Issue #4672, opened 2026-03-30
Downwards inference of yield* is underspecified


stereotype441:
How should we expect this code to be analyzed?
```dart
dynamic f() sync* {
  yield* g()..foo();
}

T g<T>() => throw 'T=$T';

main() {
  for (var x in f()) {
    print('x=$x');
  }
}
```

Currently, the analyzer and CFE both accepts this code without issuing any compile-time errors. The runtime behavior is to print:
```
Unhandled exception:
T=dynamic
#0      g (file:///home/paulberry/tmp/proj/test.dart:5:13)
#1      f (file:///home/paulberry/tmp/proj/test.dart:2:10)
#2      _SyncStarIterator.moveNext (dart:async-patch/async_patch.dart:595:13)
#3      main (file:///home/paulberry/tmp/proj/test.dart:8:17)
#4      _delayEntrypointInvocation.<anonymous closure> (dart:isolate-patch/isolate_patch.dart:313:19)
#5      _RawReceivePort._handleMessage (dart:isolate-patch/isolate_patch.dart:192:12)
```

= Exercise instructions =
Across the listing, how many lines contain the word "main"? Give the number without further comment.

= Result of this task =
2